## Goal of the exercise:
When you reach the line with "kianamcc: Yes, the" in the data below, begin printing lines exactly, and stop once the line with "But if you do" has been printed.

=-=-=-=-=

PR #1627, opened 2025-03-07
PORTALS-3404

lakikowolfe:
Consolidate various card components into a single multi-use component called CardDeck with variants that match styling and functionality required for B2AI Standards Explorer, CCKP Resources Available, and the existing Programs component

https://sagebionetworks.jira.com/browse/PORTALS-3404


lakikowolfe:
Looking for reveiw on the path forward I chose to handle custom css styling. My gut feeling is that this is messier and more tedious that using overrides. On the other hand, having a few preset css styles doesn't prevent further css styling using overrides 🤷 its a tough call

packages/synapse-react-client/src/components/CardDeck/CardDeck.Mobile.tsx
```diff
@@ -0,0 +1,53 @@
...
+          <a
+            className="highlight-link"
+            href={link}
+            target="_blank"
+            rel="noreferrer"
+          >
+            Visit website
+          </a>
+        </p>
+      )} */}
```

=-=-=-=-=

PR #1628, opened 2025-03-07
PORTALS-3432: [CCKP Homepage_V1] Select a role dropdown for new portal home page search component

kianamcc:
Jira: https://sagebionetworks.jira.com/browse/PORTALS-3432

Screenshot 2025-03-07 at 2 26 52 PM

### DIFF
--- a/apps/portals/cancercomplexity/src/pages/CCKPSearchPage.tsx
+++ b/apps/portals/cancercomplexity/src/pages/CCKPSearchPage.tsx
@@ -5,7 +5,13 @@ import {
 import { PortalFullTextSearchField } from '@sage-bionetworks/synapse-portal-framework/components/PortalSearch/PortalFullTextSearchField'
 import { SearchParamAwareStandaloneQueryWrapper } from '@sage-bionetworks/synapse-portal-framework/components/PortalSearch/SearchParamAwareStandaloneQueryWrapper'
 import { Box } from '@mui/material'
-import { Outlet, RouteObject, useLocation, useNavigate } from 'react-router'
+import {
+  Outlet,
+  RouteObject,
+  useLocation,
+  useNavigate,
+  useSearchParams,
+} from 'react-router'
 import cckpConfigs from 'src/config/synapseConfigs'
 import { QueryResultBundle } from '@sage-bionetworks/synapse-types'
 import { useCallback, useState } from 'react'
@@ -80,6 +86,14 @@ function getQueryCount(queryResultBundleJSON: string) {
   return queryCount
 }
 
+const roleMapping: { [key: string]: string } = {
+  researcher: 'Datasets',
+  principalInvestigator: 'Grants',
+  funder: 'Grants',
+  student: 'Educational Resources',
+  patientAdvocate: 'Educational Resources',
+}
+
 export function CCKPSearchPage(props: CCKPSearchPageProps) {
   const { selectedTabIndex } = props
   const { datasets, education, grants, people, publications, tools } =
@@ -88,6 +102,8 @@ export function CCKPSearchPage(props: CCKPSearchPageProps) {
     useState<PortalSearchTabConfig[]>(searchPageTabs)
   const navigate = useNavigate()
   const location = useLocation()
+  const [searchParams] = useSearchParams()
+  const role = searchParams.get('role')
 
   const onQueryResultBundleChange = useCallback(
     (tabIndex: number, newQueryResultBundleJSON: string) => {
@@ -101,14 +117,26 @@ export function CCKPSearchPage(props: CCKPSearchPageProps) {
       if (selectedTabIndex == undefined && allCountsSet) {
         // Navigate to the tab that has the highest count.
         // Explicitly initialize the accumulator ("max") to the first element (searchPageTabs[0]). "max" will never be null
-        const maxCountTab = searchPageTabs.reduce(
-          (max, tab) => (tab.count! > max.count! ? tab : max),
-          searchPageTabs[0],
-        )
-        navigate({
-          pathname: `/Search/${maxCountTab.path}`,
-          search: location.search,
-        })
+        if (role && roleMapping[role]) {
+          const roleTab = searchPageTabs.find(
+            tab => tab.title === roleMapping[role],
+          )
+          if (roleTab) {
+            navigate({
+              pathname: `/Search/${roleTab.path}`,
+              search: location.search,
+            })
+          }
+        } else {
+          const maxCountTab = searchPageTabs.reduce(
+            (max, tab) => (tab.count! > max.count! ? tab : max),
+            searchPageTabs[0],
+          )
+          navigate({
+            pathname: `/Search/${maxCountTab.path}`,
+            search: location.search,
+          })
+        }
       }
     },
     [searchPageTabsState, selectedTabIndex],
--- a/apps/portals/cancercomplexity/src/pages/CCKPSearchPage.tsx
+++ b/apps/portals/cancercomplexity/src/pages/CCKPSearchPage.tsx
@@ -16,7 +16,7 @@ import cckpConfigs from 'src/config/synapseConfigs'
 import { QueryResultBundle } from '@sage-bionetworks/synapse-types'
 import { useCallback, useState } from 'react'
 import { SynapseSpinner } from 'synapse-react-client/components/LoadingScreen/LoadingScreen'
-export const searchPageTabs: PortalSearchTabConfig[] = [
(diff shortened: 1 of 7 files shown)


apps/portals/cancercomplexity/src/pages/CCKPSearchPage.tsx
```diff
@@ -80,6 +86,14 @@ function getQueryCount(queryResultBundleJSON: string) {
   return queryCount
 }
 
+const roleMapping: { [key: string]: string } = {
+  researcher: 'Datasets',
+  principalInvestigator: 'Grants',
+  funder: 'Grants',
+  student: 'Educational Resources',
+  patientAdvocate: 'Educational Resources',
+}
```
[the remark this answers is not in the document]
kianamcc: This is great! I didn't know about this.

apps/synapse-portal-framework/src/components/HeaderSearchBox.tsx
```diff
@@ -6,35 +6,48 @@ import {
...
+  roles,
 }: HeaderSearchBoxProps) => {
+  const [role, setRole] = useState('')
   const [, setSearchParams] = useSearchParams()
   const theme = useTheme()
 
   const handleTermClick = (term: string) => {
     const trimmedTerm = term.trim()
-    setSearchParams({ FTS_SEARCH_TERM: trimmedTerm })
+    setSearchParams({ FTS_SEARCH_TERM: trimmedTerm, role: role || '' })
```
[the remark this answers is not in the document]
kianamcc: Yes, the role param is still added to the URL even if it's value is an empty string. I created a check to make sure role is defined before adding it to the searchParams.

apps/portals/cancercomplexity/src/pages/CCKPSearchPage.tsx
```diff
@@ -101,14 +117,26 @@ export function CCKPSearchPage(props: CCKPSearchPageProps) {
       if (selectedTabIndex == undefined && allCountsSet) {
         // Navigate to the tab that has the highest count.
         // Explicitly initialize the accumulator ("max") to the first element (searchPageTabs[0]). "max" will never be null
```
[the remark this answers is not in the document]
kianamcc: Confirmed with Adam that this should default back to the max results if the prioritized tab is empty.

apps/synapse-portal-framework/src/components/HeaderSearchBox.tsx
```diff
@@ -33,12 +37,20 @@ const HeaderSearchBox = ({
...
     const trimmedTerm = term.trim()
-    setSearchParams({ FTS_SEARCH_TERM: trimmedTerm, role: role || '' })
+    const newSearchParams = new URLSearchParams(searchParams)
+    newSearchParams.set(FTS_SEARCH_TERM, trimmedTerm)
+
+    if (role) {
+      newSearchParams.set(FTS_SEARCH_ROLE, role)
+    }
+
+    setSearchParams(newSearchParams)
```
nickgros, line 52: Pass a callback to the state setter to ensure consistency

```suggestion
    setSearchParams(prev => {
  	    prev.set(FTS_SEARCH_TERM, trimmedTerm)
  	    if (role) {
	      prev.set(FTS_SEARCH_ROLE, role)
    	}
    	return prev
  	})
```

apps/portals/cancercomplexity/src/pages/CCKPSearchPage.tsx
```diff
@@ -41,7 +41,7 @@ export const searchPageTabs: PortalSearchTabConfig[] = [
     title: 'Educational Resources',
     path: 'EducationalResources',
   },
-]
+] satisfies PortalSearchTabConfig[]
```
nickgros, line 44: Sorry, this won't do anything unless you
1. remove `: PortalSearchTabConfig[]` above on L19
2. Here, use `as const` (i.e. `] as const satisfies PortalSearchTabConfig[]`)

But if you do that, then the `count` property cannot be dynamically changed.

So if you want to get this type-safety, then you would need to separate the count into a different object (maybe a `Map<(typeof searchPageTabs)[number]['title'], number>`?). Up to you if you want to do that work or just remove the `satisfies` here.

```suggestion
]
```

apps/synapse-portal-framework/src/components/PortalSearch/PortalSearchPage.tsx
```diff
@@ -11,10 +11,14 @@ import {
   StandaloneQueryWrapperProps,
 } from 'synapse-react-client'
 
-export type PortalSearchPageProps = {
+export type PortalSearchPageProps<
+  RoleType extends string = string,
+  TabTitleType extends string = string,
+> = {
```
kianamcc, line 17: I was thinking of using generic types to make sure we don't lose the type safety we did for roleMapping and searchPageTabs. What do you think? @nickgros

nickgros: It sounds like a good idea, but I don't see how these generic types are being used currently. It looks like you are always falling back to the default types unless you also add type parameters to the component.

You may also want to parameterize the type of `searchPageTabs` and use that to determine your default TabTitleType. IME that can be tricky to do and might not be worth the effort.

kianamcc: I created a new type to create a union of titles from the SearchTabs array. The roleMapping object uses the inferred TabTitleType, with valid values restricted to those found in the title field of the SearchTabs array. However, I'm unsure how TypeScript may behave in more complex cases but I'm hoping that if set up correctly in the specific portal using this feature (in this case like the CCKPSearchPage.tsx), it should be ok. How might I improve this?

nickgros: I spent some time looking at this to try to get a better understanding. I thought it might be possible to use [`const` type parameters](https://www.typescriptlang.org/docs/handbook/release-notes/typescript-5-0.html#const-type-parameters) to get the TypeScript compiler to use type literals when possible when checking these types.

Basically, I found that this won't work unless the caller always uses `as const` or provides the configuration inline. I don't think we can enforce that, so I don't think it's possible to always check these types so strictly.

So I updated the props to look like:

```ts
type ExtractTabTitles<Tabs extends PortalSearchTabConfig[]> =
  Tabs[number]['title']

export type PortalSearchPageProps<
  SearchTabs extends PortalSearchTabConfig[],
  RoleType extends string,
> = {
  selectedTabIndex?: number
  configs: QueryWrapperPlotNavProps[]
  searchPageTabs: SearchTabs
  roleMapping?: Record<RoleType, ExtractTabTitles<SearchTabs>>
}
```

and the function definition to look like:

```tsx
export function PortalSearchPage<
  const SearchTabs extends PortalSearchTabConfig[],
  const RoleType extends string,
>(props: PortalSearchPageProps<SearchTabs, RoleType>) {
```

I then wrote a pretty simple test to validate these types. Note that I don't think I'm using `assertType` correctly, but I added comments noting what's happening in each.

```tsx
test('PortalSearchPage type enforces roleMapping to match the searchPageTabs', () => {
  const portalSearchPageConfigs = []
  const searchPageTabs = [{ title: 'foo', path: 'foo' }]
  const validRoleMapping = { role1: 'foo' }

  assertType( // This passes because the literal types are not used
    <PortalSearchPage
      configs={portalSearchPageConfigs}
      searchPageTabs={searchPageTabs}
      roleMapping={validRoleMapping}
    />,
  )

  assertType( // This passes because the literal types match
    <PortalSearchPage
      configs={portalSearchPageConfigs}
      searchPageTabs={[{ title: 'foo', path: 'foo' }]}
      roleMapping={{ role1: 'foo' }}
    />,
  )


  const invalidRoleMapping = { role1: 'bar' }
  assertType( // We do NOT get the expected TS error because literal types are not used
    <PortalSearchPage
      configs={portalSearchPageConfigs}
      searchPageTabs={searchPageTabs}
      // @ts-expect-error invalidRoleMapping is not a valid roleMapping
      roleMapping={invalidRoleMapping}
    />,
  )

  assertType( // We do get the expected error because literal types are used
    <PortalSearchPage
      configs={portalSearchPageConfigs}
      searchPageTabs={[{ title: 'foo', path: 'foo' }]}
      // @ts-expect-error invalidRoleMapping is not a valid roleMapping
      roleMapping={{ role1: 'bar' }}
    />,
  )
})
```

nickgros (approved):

=-=-=-=-=

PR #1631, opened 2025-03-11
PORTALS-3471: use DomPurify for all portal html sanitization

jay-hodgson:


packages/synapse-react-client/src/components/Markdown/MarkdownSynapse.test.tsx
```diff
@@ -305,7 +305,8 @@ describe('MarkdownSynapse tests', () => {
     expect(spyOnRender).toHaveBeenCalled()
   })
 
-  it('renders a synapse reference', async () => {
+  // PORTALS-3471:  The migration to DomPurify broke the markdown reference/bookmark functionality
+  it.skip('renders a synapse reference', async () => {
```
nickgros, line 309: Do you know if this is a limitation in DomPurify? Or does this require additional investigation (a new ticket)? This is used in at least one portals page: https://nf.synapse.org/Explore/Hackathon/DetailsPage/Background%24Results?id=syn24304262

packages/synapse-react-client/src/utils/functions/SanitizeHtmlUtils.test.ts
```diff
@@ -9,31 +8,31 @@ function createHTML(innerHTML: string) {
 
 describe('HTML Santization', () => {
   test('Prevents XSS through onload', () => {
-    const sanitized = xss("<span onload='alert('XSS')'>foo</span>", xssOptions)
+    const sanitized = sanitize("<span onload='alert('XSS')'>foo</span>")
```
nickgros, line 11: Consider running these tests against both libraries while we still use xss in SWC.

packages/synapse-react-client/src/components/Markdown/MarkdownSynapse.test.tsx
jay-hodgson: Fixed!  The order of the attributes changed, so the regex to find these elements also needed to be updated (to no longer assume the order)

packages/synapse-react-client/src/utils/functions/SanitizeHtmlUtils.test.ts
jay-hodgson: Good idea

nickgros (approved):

=-=-=-=-=

## Answer to the exercise:
kianamcc: Yes, the role param is still added to the URL even if it's value is an empty string. I created a check to make sure role is defined before adding it to the searchParams.

apps/portals/cancercomplexity/src/pages/CCKPSearchPage.tsx
```diff
@@ -101,14 +117,26 @@ export function CCKPSearchPage(props: CCKPSearchPageProps) {
       if (selectedTabIndex == undefined && allCountsSet) {
         // Navigate to the tab that has the highest count.
         // Explicitly initialize the accumulator ("max") to the first element (searchPageTabs[0]). "max" will never be null
```
[the remark this answers is not in the document]
kianamcc: Confirmed with Adam that this should default back to the max results if the prioritized tab is empty.

apps/synapse-portal-framework/src/components/HeaderSearchBox.tsx
```diff
@@ -33,12 +37,20 @@ const HeaderSearchBox = ({
...
     const trimmedTerm = term.trim()
-    setSearchParams({ FTS_SEARCH_TERM: trimmedTerm, role: role || '' })
+    const newSearchParams = new URLSearchParams(searchParams)
+    newSearchParams.set(FTS_SEARCH_TERM, trimmedTerm)
+
+    if (role) {
+      newSearchParams.set(FTS_SEARCH_ROLE, role)
+    }
+
+    setSearchParams(newSearchParams)
```
nickgros, line 52: Pass a callback to the state setter to ensure consistency

```suggestion
    setSearchParams(prev => {
  	    prev.set(FTS_SEARCH_TERM, trimmedTerm)
  	    if (role) {
	      prev.set(FTS_SEARCH_ROLE, role)
    	}
    	return prev
  	})
```

apps/portals/cancercomplexity/src/pages/CCKPSearchPage.tsx
```diff
@@ -41,7 +41,7 @@ export const searchPageTabs: PortalSearchTabConfig[] = [
     title: 'Educational Resources',
     path: 'EducationalResources',
   },
-]
+] satisfies PortalSearchTabConfig[]
```
nickgros, line 44: Sorry, this won't do anything unless you
1. remove `: PortalSearchTabConfig[]` above on L19
2. Here, use `as const` (i.e. `] as const satisfies PortalSearchTabConfig[]`)

But if you do that, then the `count` property cannot be dynamically changed.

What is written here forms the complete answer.